The main conclusion of our investigation is that the entropic mixing behaviour along the En–Fs join follows thermodynamic ideality, and all S₂₉₈ (Fig. 2) and S_ex values (Fig. 6) fall on the line connecting endmember entropies within error; i.e. excess entropies of mixing are zero in this solid solution. Deviations from the linear behaviour are observed for the decomposed values of S_mag and S_Schottky in the Fe-rich portion of the binary; i.e. S_mag is larger and S_Schottky is smaller than the linear combinations of endmembers. The composition En10Fs90 even seems to have a larger magnetic entropy than the Fs endmember (16.8 vs. 13.9 J K⁻¹ mol⁻¹). This is shown in Fig. S7, where the entropies S_ex, S_mag, and S_Schottky are compared for Fs and En10Fs90 as a function of temperature. Up to the T_N of Fs at 39 K, S_ex of En10Fs90 is indeed larger than that of the Fe endmember; at that T, there is a crossover, and relations reverse. This observation is not model dependent. Other models for lattice C_p, though yielding other absolute values of C_ex, would preserve this relation. The trends for S_mag and S_Schottky of these two Fe-richest compositions, on the other hand, are clearly model dependent and would apply if Eqs. (8) and (9) described the physics behind the magnetic and electronic excess heat capacities uniquely. The conclusion that En10Fs90 indeed has a larger magnetic entropy than the Fs endmember (Table 2, Fig. 6) depends critically on the magnitude of S_Schottky for this composition as derived from fitting C_ex.

4.3 Are the calorimetric results affected by Fe–Mg ordering?

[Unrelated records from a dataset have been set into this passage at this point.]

PR #125, opened 2015-05-15
Changed reference to 'beta binaries' to 'stable binaries'

dguenther:
The install page refers to "beta binaries" under both the 1.0.0 section and the beta section. I changed the instance of "beta binaries" under the 1.0.0 section to be "stable binaries" instead.


alexcrichton:
Thanks!

PR #595, opened 2016-10-21
Updated number of contributors on https://github.com/rust-lang/rust/

atjonathan:


aturon:
Thanks for this!

While we're at it, can we correct the text to not just be talking about `rustc`? The repository also contains the standard library and documentation.

aturon:
Thanks!

PR #597, opened 2016-10-23
Refactor non-localizable data out of localized pages.

lifthrasiir:
- The GPG key in the security page should be identical across languages, so it now includes a copy of the existing key file.

  Liquid seems to require the included file to be in `_includes`, so the copy was necessary---the symlink also works but was avoided to avoid possible platform issues (not to say that the current website builds everywhere though).

- Almost all data in the team page has been moved to `_data`. Previously translated pages have been retrofitted to use a saner localization mechanism (modelled after what `ko-KR` was using).

  This should fix the absence of withoutboats except for `en-US` ;)


alexcrichton:
Awesome, thanks!

PR #598, opened 2016-10-23
Adjustments to pt-BR

leodasvacas:
Adjustments to home page and a typo in documentation.
ping @lazpeng

### DIFF
--- a/_includes/pt-BR/example.rs
+++ b/_includes/pt-BR/example.rs
@@ -1,4 +1,4 @@
-// Esse código é editável e rodável!
+// Esse código é editável e executável!
 fn main() {
     // Uma calculadora simples de inteiros:
     // `+` or `-` significa somar ou subtrair 1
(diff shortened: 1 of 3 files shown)


lazpeng:
@leodasvacas , valeu pelos ajustes, passou despercebido. Só umas coisinhas: talvez fosse melhor manter "segmentation fault" na home page (mesmo que os dois juntos), não sei o que você acha. E outra coisa: A minha tradução de runtime tá horrível, realmente, mas ainda pode ser melhor. Talvez deixar "runtime" mesmo com uma anotação no rodapé explicando o que é exatamente. Se for fazer isso, o mesmo com semânticas de move seria interessante. De qualquer forma, obrigado.

(For those who don't understand, I argued about what he could improve that I missed. Should I translate the full text?)

leodasvacas:
I think we should translate everything that can be reasonably translated. "falha de segmentação" is a well known translation, it's even got a [wikipedia page](https://pt.wikipedia.org/wiki/Falha_de_segmenta%C3%A7%C3%A3o). "Move semantics" is a very C++ specific term even in english, I don't think a reasonable translation exists. "sistema de execução" is a bit obscure but "sistema de execução java" gets many hits on google so I think it's a reasonable translation. I don't know how we could explain this in a footnote, but maybe we could put the original term in parenthesis after the translation.

lazpeng:
Agreed.

leodasvacas:
It seems we agree this can be made better but is an improvement as is.
r? @steveklabnik

brson:
Thanks!

PR #599, opened 2016-10-24
Add links to PGP signatures. Fixes #594.

### LINKED ISSUE #594: Give Links to pgp signature files on Download page
Currently the pgp signatures for files downloadable from the official download page are only obtainable by guessing the link by adding .asc to the actual files' download link

i.e guessing https://static.rust-lang.org/dist/rust-1.12.1-x86_64-pc-windows-msvc.msi.asc for https://static.rust-lang.org/dist/rust-1.12.1-x86_64-pc-windows-msvc.msi 

It would be better if these asc files are prominently linked on the download page. 

Edit: Also link the official signing key on the download page

udan11:


brson:
While I think this is useful information to expose, I'm not sure the best way to do it.

If we were to do this I think we need more than just links that say "PGP". What is a user supposed to do with these files? We at least would need to indicate what their purpose is, how to use them, where the key is, how to _validate the key_ , etc.

Adding these links doubles the number of links on the page for something almost nobody is going to use.

When we promote rustup.rs to be the main installation method I anticipate the installation options requiring a lot more explanation sadly, so it may make sense to think how to integrate this stuff then. I expect that the install.html page will be the dead-simple installation instructions ala https://www.rustup.rs, and having another page for other installation methods. That page will necessarily have explanation of the differences between install methods, so it could make sense to explain "if you want to validate that your binaries are the same that the Rust project release then ...".

brson:
This is superceded by https://github.com/rust-lang/rust-www/pull/621. Thank you @udan11 !

PR #602, opened 2016-10-24
Recommend MSVC ABI. Fixes #341.

### LINKED ISSUE #341: Recommendation of Windows ABI
I notice we still reference that users should use the GNU ABI is 'recommended for typical uses' - however a long chat in IRC yesterday pointed out this has been the recommendation since 1.0 and a lot of work has gone into MSVC since. 

I did have look at the outstanding MSVC issues and I'd like to propose that MSVC becomes 'recommended for typical uses' due to the more stable linker and such like.

These days openssl works just fine on the MSVC ABI and you get better backtraces and debug information (hell, you even get a PDB file - awesome).

Even if we don't change the recommendation we should make the choice clearer - from IRC the Windows users definitely have less issues with it then the GNU ABI.

udan11:


alexcrichton:
r? @brson 

IIRC you wanted to change a few other things at the same time though? I may be misremembering...

PR #604, opened 2016-10-26
Translate the entire comments to pt-BR

thebergamo:
Just update the comments to PT-BR the comment, all the comments are in Portuguese, but the "OR" condition not, today this is common use in Portuguese not only in english.

cc @lazpeng 

NOTE: Not change the first line comment because already have a PR that fix the translation


brson:
Thanks!

PR #621, opened 2016-11-19
Update website for rustup installation

brson:
This patch makes rustup the default Rust installer. The main changes are in these pages.

- [Install page](http://54.215.61.108:4000/en-US/install.html)
- [Other installers](http://54.215.61.108:4000/en-US/other-installers.html#other)
- [Front page](http://54.215.61.108:4000/en-US/)

This is still rough, but is content complete, so I'm posting it to start collecting feedback.

Some of the ideas here:

- It should be obvious how to install
- The install page is tailored to each platform, with windows-specific instructions
- Most of the install and post-install instructions should be handled in rustup itself
- Only key information needed to get a working toolchain should be surfaced on the install page
- Everything else is buried on the "other installers" page
- Other installers page should include long-missing info, like links to 2nd tier platforms and signatures

On the install page you can type "test" to cycle through platform-specific stuff.

The early feedback I've gotten felt like the info here was overwhelming. So there's probably some streamlining to do. In particular, most of the content of the install page could be cut or bumped to the other-installers page.

Some caveats to be aware of during this transition:

The two pieces of information that I felt compelled to surface on the install page - that rustup is a tool you need to know about, and that the PATH needs to be configured correctly - are unfortunate. I'd prefer if we could not explain anything. The reason you need to know about the rustup command is because it's used for uninstallation, and I consider it important that we explain how to uninstall.

Today, on Windows, rustup will detect whether MSVC is available during install, and if so, use the MSVC toolchain, otherwise use GNU. I found explaining this to be too hard, and intend to make rustup just use the MSVC toolchain period, and offer guidance on how to install MSVC or change to GNU.

In review, I'd focus on the content for now more than the code. Once it's close to ready there will be more to clean up and delete, and I'll need to figure out how to deal with the translations.

r? @steveklabnik cc @aturon


steveklabnik:
I like this overall! Some thoughts:

1. the download button on the front page is huge, which looks a bit weird to me.
2. when mentioning package managers, linux stuff + homebrew, Chocolately for Windows deserves a mention
3. when are we targeting landing this? The book needs ~12 weeks to get in line.

aturon:
@brson Thanks for this! It looks great by and large, just a few nits.

### Front page

I'd suggest changing the text of the button on the front page to say "Install", at the same font size as the version number, and drop the "Current release" (which is implied). At any rate, I think mentioning "install" or "download" somewhere on the button is important, to make clear what the *action* of the button is.

Otherwise, :+1:

### Install page

This is the page that needs the most work, I think. Here are some thoughts:

- The section headers here seem to be gray, rather than black, for some reason.

- I think the top section needs a header to orient it -- just like all of the other pages on the web site. I think the top header should just be "Install Rust"

- I would drop the "Installing Rust" section entirely. I don't think it adds a lot of information, except for the bits about uninstallation, which should be discoverable via the rustup info below it.

- I'd suggest breaking out "Other installation methods" to its own top-level section. I know it'd be short, and we don't want to encourage people in this direction per se, but right now it feels *really* buried.

- The link to the rustup docs should probably go straight to the rendered readme.

### Other installation methods

This page feels a lot better than in the earlier draft -- cohesive and clean. Just a few notes:

- Should "Other ways to install via rustup" be "Other ways to install rustup"? I can see reasons for either choice...

- I think that if we include the rustup.sh script, we need to draw a LOT of attention to the fact that this is NOT the same as rustup, and say what it is. (Personally, I think it's better to just not mention it).

- The bit about "The maturity and completeness of third-party packages is unknown" felt bad. I wonder if this is a case where it's better to just not say anything -- maybe it'd be better to add this section when we feel more confident about the maturity/quality of these packages? (It's also clear that we recommend rustup, since that's where the site directs you). Overall, I'd drop this section.

aturon:
@steveklabnik 

> when are we targeting landing this? The book needs ~12 weeks to get in line.

This should go live ASAP. It's fine for the book to lag the "official" change IMO, since rustup.rs has been the de facto way to install Rust for quite a while nowl

brson:
@steveklabnik thanks for reviewing.

> the download button on the front page is huge, which looks a bit weird to me.

I agree. I'll take another pass at it.

>     when mentioning package managers, linux stuff + homebrew, Chocolately for Windows deserves a mention

OK. I will add it.

>     when are we targeting landing this? The book needs ~12 weeks to get in line.

Oh, I was thinking of landing it as soon as possible. I hadn't thought about the stable book not being in agreement with the website. I also have not prepared any changes to the book for this, at least not yet.

steveklabnik:
I sent in a PR for the book, you're the reviewer IIRC.

I would be okay with landing this before the book, getting people on rustup ASAP is more important than consistency. Maybe we can be a bit more okay with changing the book earlier in cases like these in the future, though 😄

brson:
OK I've updated based on all suggestions.

- Front page button is smaller and less verbose.
- The release information on the install page changed layouts.
- The install page has black headers and one main header.
- I reduced the information on the install page and reduced details about windows caveats. I'll try to sink some of that info into the rustup readme.
- Gave other methods its own section header.
- Removed some sections from the other methods page.

Some outstanding concerns of mine

- I need to update rustup itself to use MSVC by default, as indicated in these instructions, instead of picking the ABI based on MSVC detection.
- I need to polish the rustup docs and install experience to account for issues raised here and info not presented here.
- rustup doesn't actually have mips/powerpc/s390x builds yet. I need to either get them merged or remove from the instructions here.
- Need to do a pass checking that things look good on mobile form factors. I suspect there are bugs.
- Need to review and merge book update https://github.com/rust-lang/rust/pull/37934
- Need to deal with i18n. Probably once we're decided on the design, I should go ahead and convert all the languages.

Remember you can type "test" to see the platform-specific instructions.

r? @aturon @jonathandturner @retep998

brson:
Oh @aturon re headers on the install page. The reason for both having gray headers and not the top-level header was that I thought they were distracting the eye from the big box of instructions. In the new revision the big "Install Rust" header still feels pretty obstructive and noisy to me, but it's not awful.

brson:
Another concern. The install page still mentions the `%USERPROFILE%\.cargo\bin` path on Windows, and I'm not sure it will be obvious what `%USERPROFILE%` is, nor is this syntax valid PowerShell, and istm we want to be encouraging PowerShell over cmd.exe.

jonathandturner:
A few thoughts:

* Seems pretty straightforward, so people aren't going to get lost (yay)
* I like that we're showing the date now for the release
* I suspect we're going to get pushback on not linking to the downloads for people who want them, even though they're just on a different page now.  Because reasons.
* My nit would probably be to have "Install" at the top be "Download" just for better at-a-glance parsing

retep998:
In powershell, the % syntax does not work. Instead you have to do either `&"$env:USERPROFILE\.cargo\bin\foo.exe"` or `~\.cargo\bin\foo.exe`. In cmd though you have to use % syntax.

retep998:
Another thing to point out, the msvc version of Rust currently is built against VS 2013. So if the user gets the VC++ 2015 build tools, that will only provide the 2015 redistributables, but not the 2013 redistributables so they'll need to be installed separately. A few people have run into this issue, so it's not just hypothetical.

https://www.microsoft.com/en-us/download/details.aspx?id=40784

aturon:
@brson The updates look great! My only nit is on the install page -- can we avoid the horizontal rule after the Install Rust header? Given that the rustup directions are in their own box, the extra rule is adding extra clutter, I think.

Otherwise, LGTM!

brson:
> My nit would probably be to have "Install" at the top be "Download" just for better at-a-glance parsing

I actually changed it in this pr from "Download" to "Install" thinking that "Install" was more correct. If e.g. this page was titled "Download Rust" it would seem kinda wrong to me. Why is "Download" easier to parse than "Install"?

> Another thing to point out, the msvc version of Rust currently is built against VS 2013. So if the user gets the VC++ 2015 build tools, that will provide the 2015 redistributables, but not the 2013 redistributables so they'll need to be installed separately for rustc/cargo to even run.

This is kind of troubling. It seems to me that it's not a lot worse than today where if they pick the (recommended) MSVC build they will run into the same problem. I don't think there's anything blocking us from static linking our msvc builds now so hopefully we can resolve that soon.

brson:
Rebased.

The only thing I changed this round was removing the the horizontal rule from the install page but @aturon I think it looks poor, the "Install Rust" looks out of place to me. I have not changed "Install" to "Download" because I'm not convinced of it yet.

jonathandturner:
By parse I mean visually parse.  In general, I suspect the word "Download" will catch your eye faster than "Install". YMMV.

brson:
The look without the hr is growing on me, but I still think it doesn't look great.

aturon:
@brson I think it's good enough to ship. We can keep playing with these fine details over time.

brson:
I think I'm going to change the "Install" page back to "Downloads" after all, the deciding factor being that the front page has both "Install" and "Install Rust 1.13.0" links in big letters. Having the menu say "Downloads" instead will make the button the obvious choice. I think the title of the actual page still has to be "Install Rust" since it makes more sense than "Download Rust" considering the page's content. So the "Download" menu item will go to the "install.html", "Install Rust" page. Weird.

brson:
Argh, I can't decide.

brson:
OK, I still have it as "Install" for now. I've updated all the translations to use the new content from the english pages.

cc @aka-demik @3442853561 @thebergamo @KineticCookie @Calinou @lazpeng past translators there's a lot of content changing here soon.

aturon:
Looks fantastic. Let's land this thing!

steveklabnik:
🎊

aturon:
\o/

PR #627, opened 2016-12-03
fix links on the localized page

3442853561:
fix links on the localized page
fix the logo on the localized page


brson:
Thanks @3442853561 !

PR #629, opened 2016-12-04
[fixed and add some new]Chinese translation

3442853561:
- Fixed some links
- Modified some of the translation is not rigorous
- Translation of some new things


brson:
Thank you again @3442853561 !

As shown in the recent study of Benisek et al. (2023) on the vibrational entropy of disordering in omphacite, the entropy of disorder, ΔS_dis, consists of a vibrational and a configurational part. The latter, $\mathrm{\Delta }{\mathrm{S}}_{\mathrm{dis}}^{\mathrm{conf}}$, is routinely computed with some order–disorder model in petrological software applications. Holland and Powell (1996), for instance, derived a value of −13.9 kJ mol⁻¹ for the enthalpy change of the ordering reaction En + Fs = 2 FM from published site preference data showing that Fe²⁺ prefers the M2 site over the M1 site (FM is an ordered ferromagnesion pyroxene with Fe at the M2 site, Mg^M1Fe^M2Si₂O₆). With this ΔH value and applying the symmetric formalism described in this work, a value of $X_{{\mathrm{Fe}}^{M\mathrm{2}}}=\mathrm{0.73}$ would be computed at the synthesis temperature of 800 °C of our samples for the composition En50Fs50 as an example.

With regard to the vibrational part of the entropy of disordering, $\mathrm{\Delta }{S}_{\mathrm{dis}}^{\mathrm{vib}}$, Benisek et al. (2023) found that $\mathrm{\Delta }{S}_{\mathrm{dis}}^{\mathrm{vib}}$ is zero up to high temperatures of around 1000 °C by means of the calorimetric study of several – at different temperatures, disordered – omphacites. This indicates that the vibrational properties in the pyroxene structure are not significantly affected by the combined $\mathrm{Mg}/\mathrm{Al}$ and $\mathrm{Ca}/\mathrm{Na}$ cation ordering. We assume that this also applies for Fe–Mg ordering in the En–Fs solid solution, which involves the partitioning of only two cations, Fe and Mg, over the M sites. Moreover, the Fe–Mg substitution in orthopyroxene behaves thermodynamically ideally with regard to entropy, as shown in this study (Fig. 2). The temperature-dependent redistribution of Fe and Mg due to Fe–Mg ordering is, thus, very unlikely to have a measurable effect on the vibrational entropy of a given orthopyroxene solid-solution compound.